--- Work instruction ---
Every line of the listing that holds the word "would" should be returned.
━━━━━━━━━━━━━━━━━━━━━━━━━━━━━━
Issue #969, opened 2019-12-23
Difficulty identifying install button as a button (Windows)


linhub15:
# Design Feature Request
## Summary
The install button is hard to identify as a clickable button (https://www.rust-lang.org/tools/install).
Should either be smaller or use a verb.

![image](https://user-images.githubusercontent.com/10420994/71372184-e95d6b80-2570-11ea-845d-5515748b3520.png)

### Using a verb
![image](https://user-images.githubusercontent.com/10420994/71373258-ca140d80-2573-11ea-92af-c7fc76216ae6.png)

## Motivation
It is difficult to immediately identify it as a button. It passes off as another piece of content, like an aside, card or section.

Also, we should be consistent with button text. Other site buttons use verbs and/or have smaller widths to easily identify as buttons.

![image](https://user-images.githubusercontent.com/10420994/71373146-6b4e9400-2573-11ea-89ed-803f497cbc88.png)

## Drawbacks
* No drawbacks by adding a verb
* If adding `max-width` then decisions will need to be made for alignment, and `max-width` amount.

## Rationale and alternatives
- Ideally it would be nice to have a seamless install for those that are seeking to get started with Rust. The impact of not doing this is that **some** Windows users **may** struggle for a few seconds when trying to install Rust. 
- This is the best design because it is consistent with the rest of the site
- Alternative: give `.buttons` class a `max-width` so it will not span the entire width of content
![image](https://user-images.githubusercontent.com/10420994/71373288-e44deb80-2573-11ea-9bc4-bd924a33271a.png)
- Alternative 2: Use a verb and add `max-width`

## Maintenance
N/A

## Unresolved Questions
N/A

Issue #954, opened 2019-12-02
Was given the Unix instruction not the Windows ones.


Y-Less:
# Content Bug Report

## Page(s) Affected
https://www.rust-lang.org/tools/install

## What needs to be fixed?

Windows download link in not on the getting started page.  The website detected me as on Unix, and didn't provide any fallback option to say "no I'm not":

![image](https://user-images.githubusercontent.com/991078/69952519-a2430400-14f7-11ea-8d4f-505782bacd9a.png)

There is a "Other installation methods" link, but it is a 404.  I eventually found a link to the Windows installer in the rustp repo, but it wasn't obvious.

## Suggested Improvement
(optional) Do you have a suggestion for how to fix the problem? Include your ideas
here.

steveklabnik:
What OS (with version) are you on? What browser are you using?

Y-Less:
Windows 8.1.  Waterfox 56.2.4 (64-bit)

The issue was less that the website got it wrong, and more that there's no way to correct it (which also means there's no way to download for a different computer).

I also just tested on Waterfox 2019.10 and got the same thing.

skade:
Seems like Waterfox only reports itself as Win64 and we only check for Win32.

https://github.com/rust-lang/www.rust-lang.org/blob/master/static/scripts/tools-install.js#L13-L57

I'm wondering if we're even bugged on other platforms and only saved by the fallback triggering on all major browsers.

steveklabnik:
> and more that there's no way to correct it (which also means there's no way to download for a different computer).

At the bottom of the page, there's a link to https://forge.rust-lang.org/infra/other-installation-methods.html, which shows you installation instructions for all platforms. Well, it *should* link to that, but doesn't, that's https://github.com/rust-lang/www.rust-lang.org/issues/955

Issue #733, opened 2019-03-28
Windows installation instructions


dcarosone:
# Content Bug Report

## Page(s) Affected
Getting started / installation 

~https://www.rust-lang.org/learn/get-started~
https://www.rust-lang.org/tools/install

## What needs to be fixed?

I wanted to look at the instructions for installing on Windows the other day, because i remembered that there were a bunch of extra steps and dependencies. I don't normally use windows, but I was curious about the viability of installing it on a customer workstation for a quick task.

So I went to the website, but I couldn't even *see* the Windows install instructions unless I changed my user-agent string to pretend to be on Windows.  And even then, all I was told was "get rustup-init.exe and follow the on-screen instructions".

I just want to review those instructions!

Following through a series of "learn more" type links led me on a path through these pages, neither of which contained the information needed.
* https://www.rust-lang.org/tools/install
* https://forge.rust-lang.org/other-installation-methods.html

I'm sure this used to be visible previously.
**Edit**: it's in the install page, but hidden for non-windows users, with no noticable way of exposing it.

## Suggested Improvement

Provide users a way to view instructions for platforms other than what's auto-detected, maybe via an expanding section or tabbed panel (have the detection pick the relevant tab, rather than completely hide other content). Or just don't hide this paragraph for anyone.

~Provide detail about platform steps and additional dependencies in the online installation instructions, rather than (only) in the installation tool.~

steveklabnik:
Here's the old page: https://prev.rust-lang.org/en-US/install.html

I think that everything that used to be visible is the exact same on the new page.

dcarosone:
Thanks, this (and the link to the additional detail) was precisely what I remembered and was looking for:

![image](https://user-images.githubusercontent.com/11495017/55199353-b9d02d00-51b1-11e9-9d47-a223f1960267.png)

It's not in the main page. It turns out, it *is* in the second page (tools/install) behind the "learn more" banner link, *when I come from a browser on Windows*.  It's there in the source, with some class and style stuff to hide it - apparently my user-agent tricks didn't work well enough.

So, the request reduces to the first part: being able to find this information from other platforms: something that can be collapsed by default but visible and expanded if you want. 

We (effectively) show the linux instructions to Windows users for WSL anyway, so there might be some nice way to generalise this selection/navigation.

dcarosone:
(or, frankly, since it's only a heading and single paragraph, already behind a would-you-like-to-know-more? link, just don't hide this at all)

[...]

PR #1004, opened 2020-02-03
Make install button easier

Zexbe:
Fixes: https://github.com/rust-lang/www.rust-lang.org/issues/969
Possibly Fixes: https://github.com/rust-lang/www.rust-lang.org/issues/954
Possibly Fixes: https://github.com/rust-lang/www.rust-lang.org/issues/733

### **Before**
Before

### **After**
mini
small
larger

### DIFF
--- a/locales/en-US/tools.ftl
+++ b/locales/en-US/tools.ftl
@@ -60,6 +60,10 @@ tools-install-page-title = Install Rust
 
 install-using-rustup-heading = Using rustup (Recommended)
 
+install-rustup32-button = Download <nobr>rustup-init.exe</nobr> <nobr>(32-bit)</nobr>
+
+install-rustup64-button = Download <nobr>rustup-init.exe</nobr> <nobr>(64-bit)</nobr>
+
 install-notes-heading = Notes about Rust installation
 
 install-notes-getting-started-description = If you're just getting started with
@@ -149,8 +153,8 @@ install-other-methods-link = Learn more
 
 ## components/tools/rustup.hbs
 
-tools-rustup-unixy = It looks like you’re running macOS, Linux, or another Unix-like OS. To download Rustup and install Rust, run the following in your terminal, then follow the on-screen instructions.
-tools-rustup-windows = It looks like you’re running Windows. To install Rust, download and run the following, and then follow the onscreen instructions.
+tools-rustup-unixy = It looks like you’re running macOS, Linux, or another Unix-like OS. To download Rustup and install Rust, run the following in your terminal, then follow the on-screen instructions. If you are using Windows, <a href="https://forge.rust-lang.org/infra/other-installation-methods.html">click here</a>
+tools-rustup-windows = It looks like you’re running Windows. To start using Rust, download the installer, then run the program and follow the onscreen instructions. If you are not using Windows, <a href="https://forge.rust-lang.org/infra/other-installation-methods.html">click here</a>
 tools-rustup-wsl-heading = Windows Subsystem for Linux
 tools-rustup-wsl = If you’re a Windows Subsystem for Linux user run the following in your terminal, then follow the on-screen instructions to install Rust.
 tools-rustup-unknown = Rust runs on Windows, Linux, macOS, FreeBSD and NetBSD. If you are on one of these platforms and are seeing this then please report an issue with the following values:
--- a/locales/en-US/tools.ftl
+++ b/locales/en-US/tools.ftl
@@ -60,9 +60,9 @@ tools-install-page-title = Install Rust
 
 install-using-rustup-heading = Using rustup (Recommended)
 
-install-rustup32-button = Download <nobr>rustup-init.exe</nobr> <nobr>(32-bit)</nobr>
+install-rustup32-button = Download <span class="nowrap">rustup-init.exe</span> <span class="nowrap">(32-bit)</span>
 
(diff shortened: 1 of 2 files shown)


pietroalbini:
Thanks for the PR!

As far as I'm aware this would be the only page with an 80% width paragraph, which is not consistent with the rest of the site. An alternative approach would be to keep the 100% width for the paragraph while having two buttons instead of one in the row below:

* [Download rustup-init.exe (32-bit)](https://static.rust-lang.org/rustup/dist/i686-pc-windows-msvc/rustup-init.exe)
* [Download rustup-init.exe (64-bit)](https://static.rust-lang.org/rustup/dist/x86_64-pc-windows-msvc/rustup-init.exe)

This would also provide yet another band-aid for https://github.com/rust-lang/rustup/issues/2179 (cc @kinnison).

Also, do not update the translations by changing the ftl files directly in the repo: the English language is the only one supposed to change, the other ones need to be updated through Pontoon.

Zexbe:
Okay, ready to be reviewed

pietroalbini:
This looks way better! Thanks!

Just a last small change, could you add some margin between the buttons and the following title?

Zexbe:
Okay

locales/en-US/tools.ftl
```diff
@@ -149,8 +153,8 @@ install-other-methods-link = Learn more
 
 ## components/tools/rustup.hbs
 
-tools-rustup-unixy = It looks like you’re running macOS, Linux, or another Unix-like OS. To download Rustup and install Rust, run the following in your terminal, then follow the on-screen instructions.
-tools-rustup-windows = It looks like you’re running Windows. To install Rust, download and run the following, and then follow the onscreen instructions.
+tools-rustup-unixy = It looks like you’re running macOS, Linux, or another Unix-like OS. To download Rustup and install Rust, run the following in your terminal, then follow the on-screen instructions. If you are using Windows, <a href="https://forge.rust-lang.org/infra/other-installation-methods.html">click here</a>
+tools-rustup-windows = It looks like you’re running Windows. To start using Rust, download the installer, then run the program and follow the onscreen instructions. If you are not using Windows, <a href="https://forge.rust-lang.org/infra/other-installation-methods.html">click here</a>
```
pietroalbini:
```suggestion
tools-rustup-windows = It looks like you’re running Windows. To start using Rust, download the installer, then run the program and follow the onscreen instructions. If you are not using Windows, <a href="https://forge.rust-lang.org/infra/other-installation-methods.html">click here</a>.
```

locales/en-US/tools.ftl
```diff
@@ -149,8 +153,8 @@ install-other-methods-link = Learn more
 
 ## components/tools/rustup.hbs
 
-tools-rustup-unixy = It looks like you’re running macOS, Linux, or another Unix-like OS. To download Rustup and install Rust, run the following in your terminal, then follow the on-screen instructions.
-tools-rustup-windows = It looks like you’re running Windows. To install Rust, download and run the following, and then follow the onscreen instructions.
+tools-rustup-unixy = It looks like you’re running macOS, Linux, or another Unix-like OS. To download Rustup and install Rust, run the following in your terminal, then follow the on-screen instructions. If you are using Windows, <a href="https://forge.rust-lang.org/infra/other-installation-methods.html">click here</a>
```
pietroalbini:
```suggestion
tools-rustup-unixy = It looks like you’re running macOS, Linux, or another Unix-like OS. To download Rustup and install Rust, run the following in your terminal, then follow the on-screen instructions. If you are using Windows, <a href="https://forge.rust-lang.org/infra/other-installation-methods.html">click here</a>.
```

XAMPPRocky: Don't use "click here" for links, it's bad content. The link text should describe what you're clicking on.
```suggestion
tools-rustup-unixy = It looks like you’re running macOS, Linux, or another Unix-like OS. To download Rustup and install Rust, run the following in your terminal, then follow the on-screen instructions. See <a href="https://forge.rust-lang.org/infra/other-installation-methods.html">"Other Installation Methods"</a> if you are on Windows.
```

locales/en-US/tools.ftl
XAMPPRocky: Same comment as above.

Zexbe:
Okay, updated the text

locales/en-US/tools.ftl
```diff
@@ -60,6 +60,10 @@ tools-install-page-title = Install Rust
 
 install-using-rustup-heading = Using rustup (Recommended)
 
+install-rustup32-button = Download <nobr>rustup-init.exe</nobr> <nobr>(32-bit)</nobr>
```
XAMPPRocky: `nobr` is [non-standard](https://developer.mozilla.org/en-US/docs/Web/HTML/Element/nobr). 
```suggestion
install-rustup32-button = Download <span class="nowrap">rustup-init.exe</span> <span class="nowrap">(32-bit)</span>
```

locales/en-US/tools.ftl
```diff
@@ -60,6 +60,10 @@ tools-install-page-title = Install Rust
...
+
+install-rustup64-button = Download <nobr>rustup-init.exe</nobr> <nobr>(64-bit)</nobr>
```
XAMPPRocky:
```suggestion
install-rustup64-button = Download <span class="nowrap">rustup-init.exe</span> <span class="nowrap">(64-bit)</span>
```

XAMPPRocky:
Okay, this looks looks good to me! Thank you again for your PR!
━━━━━━━━━━━━━━━━━━━━━━━━━━━━━━
--- Problem solution ---
- Ideally it would be nice to have a seamless install for those that are seeking to get started with Rust. The impact of not doing this is that **some** Windows users **may** struggle for a few seconds when trying to install Rust. 
(or, frankly, since it's only a heading and single paragraph, already behind a would-you-like-to-know-more? link, just don't hide this at all)
As far as I'm aware this would be the only page with an 80% width paragraph, which is not consistent with the rest of the site. An alternative approach would be to keep the 100% width for the paragraph while having two buttons instead of one in the row below:
This would also provide yet another band-aid for https://github.com/rust-lang/rustup/issues/2179 (cc @kinnison).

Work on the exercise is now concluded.